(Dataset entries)
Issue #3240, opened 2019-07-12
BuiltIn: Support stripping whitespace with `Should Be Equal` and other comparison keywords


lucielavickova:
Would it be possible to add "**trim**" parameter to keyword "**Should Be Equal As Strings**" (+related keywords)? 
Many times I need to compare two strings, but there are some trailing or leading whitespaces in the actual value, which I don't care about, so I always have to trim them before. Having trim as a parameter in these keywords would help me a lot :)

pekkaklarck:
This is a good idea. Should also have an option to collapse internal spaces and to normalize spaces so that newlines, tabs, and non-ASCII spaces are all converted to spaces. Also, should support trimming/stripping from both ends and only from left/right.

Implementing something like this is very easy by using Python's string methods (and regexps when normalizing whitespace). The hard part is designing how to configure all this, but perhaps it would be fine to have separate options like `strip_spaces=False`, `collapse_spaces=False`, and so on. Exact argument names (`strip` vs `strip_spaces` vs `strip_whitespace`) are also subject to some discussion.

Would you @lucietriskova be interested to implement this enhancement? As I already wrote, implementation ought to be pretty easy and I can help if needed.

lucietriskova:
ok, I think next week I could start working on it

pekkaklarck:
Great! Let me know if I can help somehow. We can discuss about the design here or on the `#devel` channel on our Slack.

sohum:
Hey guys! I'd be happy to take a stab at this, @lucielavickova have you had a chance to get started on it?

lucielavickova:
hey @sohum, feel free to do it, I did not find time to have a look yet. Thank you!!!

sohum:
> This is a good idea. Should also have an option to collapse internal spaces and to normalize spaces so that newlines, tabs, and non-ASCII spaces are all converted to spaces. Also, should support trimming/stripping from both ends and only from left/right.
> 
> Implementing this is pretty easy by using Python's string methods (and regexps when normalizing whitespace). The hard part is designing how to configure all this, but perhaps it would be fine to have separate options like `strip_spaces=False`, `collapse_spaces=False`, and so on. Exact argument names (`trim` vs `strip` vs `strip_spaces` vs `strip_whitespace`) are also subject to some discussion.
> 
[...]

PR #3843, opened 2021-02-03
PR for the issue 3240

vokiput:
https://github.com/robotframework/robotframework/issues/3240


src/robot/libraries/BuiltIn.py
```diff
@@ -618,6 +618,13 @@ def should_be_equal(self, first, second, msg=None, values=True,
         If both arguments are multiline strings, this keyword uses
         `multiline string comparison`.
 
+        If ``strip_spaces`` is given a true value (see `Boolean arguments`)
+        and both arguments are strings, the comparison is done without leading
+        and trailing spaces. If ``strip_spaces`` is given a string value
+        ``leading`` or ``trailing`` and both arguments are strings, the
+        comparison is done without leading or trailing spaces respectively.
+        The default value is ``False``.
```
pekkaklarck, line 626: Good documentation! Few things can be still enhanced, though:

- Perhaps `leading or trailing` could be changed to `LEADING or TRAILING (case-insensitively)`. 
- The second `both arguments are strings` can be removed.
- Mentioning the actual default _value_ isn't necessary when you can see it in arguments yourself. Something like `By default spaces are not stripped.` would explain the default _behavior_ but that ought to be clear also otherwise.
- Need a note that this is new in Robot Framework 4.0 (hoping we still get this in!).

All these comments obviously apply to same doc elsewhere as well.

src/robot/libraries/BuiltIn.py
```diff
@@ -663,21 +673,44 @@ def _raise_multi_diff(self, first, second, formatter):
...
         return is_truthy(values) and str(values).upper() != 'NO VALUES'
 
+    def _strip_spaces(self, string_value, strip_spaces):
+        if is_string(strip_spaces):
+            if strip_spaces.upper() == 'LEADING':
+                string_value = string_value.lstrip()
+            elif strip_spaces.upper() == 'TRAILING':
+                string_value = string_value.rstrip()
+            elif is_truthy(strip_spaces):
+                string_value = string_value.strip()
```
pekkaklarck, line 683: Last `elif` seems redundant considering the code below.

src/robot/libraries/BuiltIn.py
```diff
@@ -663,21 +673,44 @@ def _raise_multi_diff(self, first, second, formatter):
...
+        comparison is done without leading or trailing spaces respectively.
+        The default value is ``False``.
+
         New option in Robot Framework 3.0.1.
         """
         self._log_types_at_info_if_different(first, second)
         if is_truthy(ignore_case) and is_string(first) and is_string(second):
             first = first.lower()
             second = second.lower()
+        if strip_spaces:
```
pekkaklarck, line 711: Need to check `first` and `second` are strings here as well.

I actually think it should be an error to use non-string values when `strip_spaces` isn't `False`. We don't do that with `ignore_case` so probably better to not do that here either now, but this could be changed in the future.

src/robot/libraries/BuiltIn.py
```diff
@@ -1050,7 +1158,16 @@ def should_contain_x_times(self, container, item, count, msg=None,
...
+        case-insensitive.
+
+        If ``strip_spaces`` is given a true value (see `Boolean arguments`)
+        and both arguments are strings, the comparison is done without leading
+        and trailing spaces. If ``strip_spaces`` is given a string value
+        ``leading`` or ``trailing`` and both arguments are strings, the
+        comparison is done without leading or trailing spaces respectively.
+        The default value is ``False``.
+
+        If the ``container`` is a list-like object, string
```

* * *

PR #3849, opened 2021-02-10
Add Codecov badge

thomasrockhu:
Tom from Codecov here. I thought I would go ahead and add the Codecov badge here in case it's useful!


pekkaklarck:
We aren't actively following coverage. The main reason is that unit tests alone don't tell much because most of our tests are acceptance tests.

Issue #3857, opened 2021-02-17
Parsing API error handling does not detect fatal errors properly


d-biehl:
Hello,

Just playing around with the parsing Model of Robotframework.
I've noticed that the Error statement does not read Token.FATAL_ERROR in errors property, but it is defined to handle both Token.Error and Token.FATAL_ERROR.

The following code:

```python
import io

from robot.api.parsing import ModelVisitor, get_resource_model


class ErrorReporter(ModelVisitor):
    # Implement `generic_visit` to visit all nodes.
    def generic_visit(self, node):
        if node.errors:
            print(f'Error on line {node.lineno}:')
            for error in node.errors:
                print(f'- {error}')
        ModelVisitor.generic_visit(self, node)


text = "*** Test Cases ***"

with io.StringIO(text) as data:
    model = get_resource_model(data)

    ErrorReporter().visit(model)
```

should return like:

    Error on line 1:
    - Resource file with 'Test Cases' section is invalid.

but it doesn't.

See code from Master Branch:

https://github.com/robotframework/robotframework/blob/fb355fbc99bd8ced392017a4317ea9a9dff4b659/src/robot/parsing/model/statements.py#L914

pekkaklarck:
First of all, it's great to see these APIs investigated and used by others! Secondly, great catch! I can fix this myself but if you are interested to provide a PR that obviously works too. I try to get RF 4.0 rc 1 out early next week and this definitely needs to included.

◆ **Required work**
For the word "lower", find all matching lines in the entries above and copy them out.

◆ **Output below**
             first = first.lower()
             second = second.lower()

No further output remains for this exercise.